I think the most I've ever plowed at one pass was 8", but I usually go every 4 or 6". I should take a picture of the 5' piles I've got at a few of the drives I plow. They say a Snowbear can't stack! Ha! It can't backdrag for much, though. 

I'm thinking about making a new cutting edge next summer, mine is getting a little rounded from banging the ground; I never take my plow off all winter, and I don't even have the travel bar or whatever they call the hook for transporting. Never had a problem with my winch dropping. I just hoist it all the way up and go. 

I did try to swap the motor with a cheapo winch from Northern Tool this month, a Superwinch ATV, and it didn't work too well. The motor doesn't have the same drive configuration as the other Superwinch, and I couldn't change the armature or just the casing either. So I wound up putting the whole ATV winch on instead. But then the chain clamp wouldn't grab the center hub of the ATV winch(smaller diameter), so I had to use the cheesy 1/8" cable to raise the plow. 

Already one time the cable jumped the winch (my fault, I took off the cable retaining plate when trying to fit the chain, and forgot to refit it when I put the wire back on) and parted the cable. An easy fix with a couple of cable clips. 

Another problem has been the cheesy Superwinch ATV came with a nice little 3 way switch and 2 DPST relays. I liked them a lot better than the clunky switch, so I retro'ed it into the Snowbear. But the Chinese relays were junk, and one melted already, within a week. Try finding 70amp DPST relays at your local auto parts store.... We'll see how the replacemnt relays hold up. They were also Chinese, hopefully of a better quality, though. If not, I've got a line on some much better relays as well. 

So in conclusion, the Snowbear has been great, and the only problems I've been having are my attempts to not buy replacement Snowbear parts......


----------



## ArcticCat1 (Jan 12, 2009)

I know, it seems so difficult to get a good quality electrical parts nowadays. My snowbear came with a weak looking strap, so I retrofitted a chain in its place.

Luckily, I got a nice small switch from SB --look at the thread titled "new used snowbear help suggestions" in this forum, I have a pic of the new switch they have now. 

5' tall stack piles.. impressive! I cannot wait for it to snow again now!


----------



## delagem (Jan 6, 2009)

I saw that switch! Are you saying that switch is rated for 70 amps or whatever the motor draws? Does that just plug straight into the red and gray electrical connectors? Or is there an electrical box with relays too? If so, I think I'm going to switch from the cheezy relays. 

The chain is definitely the way to go. I never had any problem with the chain; parting that wire a week after installing it gives me zero confidence when I'm cruising along at 65mph and thinking "what if that wire broke now?" 

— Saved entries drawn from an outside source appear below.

PR #10677, opened 2023-07-25
[To rel/1.2] Fixes #10676: Refactoring and warning messages improvement for Config…

### LINKED ISSUE #10676: ConfigNodeClient’s exception log needs improvement

liyuheng55555:
cherry-pick of https://github.com/apache/iotdb/pull/10665


OneSizeFitsQuorum (approved):
LGTM

PR #10691, opened 2023-07-26
[To rel/1.2] add memory estimator on inner space compaction

shuwenwei:
## Description
For in-space merge, the memory evaluation process is added. At the beginning of task execution, the system evaluates the memory size of the task to determine whether the evaluation result is smaller than the configured maximum memory size. If the evaluation result is smaller than the configured maximum memory size, the task can be executed normally. Added two memory estimators, the ReadChunkEstimator and the FastCompactionEstimator, which will be used when performer of the merge task is ReadChunk. Otherwise, use FastCompactionEstimator
see https://github.com/apache/iotdb/pull/10688


iotdb-core/datanode/src/main/java/org/apache/iotdb/db/storageengine/dataregion/compaction/execute/task/InnerSpaceCompactionTask.java
```diff
@@ -456,9 +476,24 @@ public boolean checkValidAndSetMerging() {
...
+      if (e instanceof InterruptedException) {
+        LOGGER.warn("Interrupted when allocating memory for compaction", e);
+        Thread.currentThread().interrupt();
+      } else if (e instanceof CompactionMemoryNotEnoughException) {
+        LOGGER.info("No enough memory for current compaction task {}", this, e);
+      } else if (e instanceof CompactionFileCountExceededException) {
+        LOGGER.info("No enough file num for current compaction task {}", this, e);
+        SystemInfo.getInstance().resetCompactionMemoryCost(memoryCost);
+      }
+      resetCompactionCandidateStatusForAllSourceFiles();
```
xingtanzjr, line 494: This line is unnecessary

PR #10697, opened 2023-07-26
[IOTDB-6084] Pipe: support node-urls in connector-v1

DanielWang2035:
Currently, connector-v1 only supports ip and port, while connector-v2 only supports node-urls. We should make connector-v1 and v2 support both ip & port and node-urls.


SteveYurongSu:
Thanks for your great contributions ;) 

Some of your code has been merged in PR https://github.com/apache/iotdb/pull/10749. I will close this PR now.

What surprises me is that Superwinch uses different drives in their winches. When I took my original motor apart and found the magnets broken free and cracked, I figured any of the 2xxx series winches from Superwinch would swap right in, with just 2 bolts.... Not the case.


----------



## ArcticCat1 (Jan 12, 2009)

Yes, there is a control box that the plug on the end of the switch goes into, which SB provided also. All the electrical components are what SB provided, I did not modify anything myself (except chain). 

Seems that there is always only ONE winch that will work with the SB setup. There may be others, but I am not aware of any...


----------



## antjmar (Mar 5, 2008)

*new winch manufacturer*

According to snowbear they no longer use superwinch (hence the new switch). Does anyone with a brand new snowbear know who makes the winch for them now?


----------



## IPLOWSNO (Oct 11, 2008)

i burned a warn winch up in no time, then i bought a 3000# superwinch that was a recon unit that was 3 years ago, not one problem and i use it for recovery and plowing imo.


----------



## ranger88den (Sep 4, 2007)

IPLOWSNO;729305 said:


> i burned a warn winch up in no time, then i bought a 3000# superwinch that was a recon unit that was 3 years ago, not one problem and i use it for recovery and plowing imo.

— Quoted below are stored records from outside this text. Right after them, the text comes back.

PR #10706, opened 2023-07-27
[IOTDB-6085] NullPointerException in readAsync when Ratis leader is changing

BUAAserein:
see [jira](https://issues.apache.org/jira/browse/IOTDB-6085)


OneSizeFitsQuorum (approved):
LGTM

PR #10709, opened 2023-07-27
build: Cleaned up the poms to match the new directory structure

chrisdutz:
## Description

Even if the directory structure is a lot cleaner now, still the structure of the maven reactor was flat. 
By inserting intermediate parent poms in each of the subdirectories and adjusting the parent relation, now the project should be nicely structured in Maven enabled IDEs.

I also streamlined the profiles as some were duplicates and moved the integration-test module execution into a separate "with-integration-test" profile as it's execution takes unreasonably long and should probably not be run locally.


iotdb-core/node-commons/src/main/java/org/apache/iotdb/commons/executable/ExecutableManager.java
```diff
@@ -227,6 +228,8 @@ protected void saveToDir(ByteBuffer byteBuffer, String destination) throws IOExc
     try {
       Path path = Paths.get(destination);
       Files.deleteIfExists(path);
+      // Ensure the target directory exists.
+      SystemFileFactory.INSTANCE.makeDirIfNecessary(destination);
```
HTHou, line 232: The destination String is not a Dir path, it is a file path I believe.

iotdb-core/node-commons/src/main/java/org/apache/iotdb/commons/file/SystemFileFactory.java
```diff
@@ -64,18 +64,21 @@ public File getFile(File parent, String child) {
...
+    File directory = getFile(dir);
+    if (directory.isFile()) {
+      directory = directory.getParentFile();
+    }
+    if (directory.exists()) {
       return;
     }
-    FileUtils.forceMkdir(file);
+    FileUtils.forceMkdir(directory);
   }
```
HTHou, line 83: Then the non-existed file path will be made as a directory by this method.

chrisdutz:
Unfortunately I've encountered a number of problems with the CPP builds and will be cleaning up ab bit.

HTHou:
> Unfortunately I've encountered a number of problems with the CPP builds and will be cleaning up ab bit.

yes, I think the latest CMake has a bug on macos. It cannot find the correct homebrew path.

iotdb-core/node-commons/src/main/java/org/apache/iotdb/commons/executable/ExecutableManager.java
chrisdutz: Yeah... I've noticed that and implemented fixes and am currently trying my changes on mac/linux/win each for x86_64 and aarch64... Just doing this in a fork in order to not spam the making list.

chrisdutz:
Cancelling this PR and will be re-submitting one from my Fork (as this one's slightly out of sync)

I know this is an old thread, but do you have a model number? Thanks


----------



## ramrod98 (Nov 5, 2002)

*Superwinch is junk !*

Let me say this clear-------------I purchased a brandnew superwinch and it wouldn't work !
contacted superwinch to no avail. Turned them into the better business bureau and thus far they have been sent two letters by the bureau about this. They have not even returned contact to the better business bureau. They do not stand behind their product ! I ave lost a lot of money by making this purchase. STAY AWAY FROM SUPERWINCH !
I will update if I ever hear anything from them,but it has already been two months of trying.


----------



## leon (Nov 18, 2008)

*winch in, winch out*

Ask your lawyer to send superwinch a registered letter informing them you are suing for damages resulting from the lack or warranty coverage in your state of residence for the winch- that will get their attension.

If you bought the winch from a retailer peddling the brand you have do the same thing first to sue them as well and THEY HAVE TO RESPOND TO YOU as the lawsuit is a legal document they must respond to.

You need to go to small claims court and sue the retailer you bought it from or superwinch for the cost of the winch plus court costs and they have to appear or they lose by default and you win as you have the legal right to sue them and they have to pay up.

:waving:


----------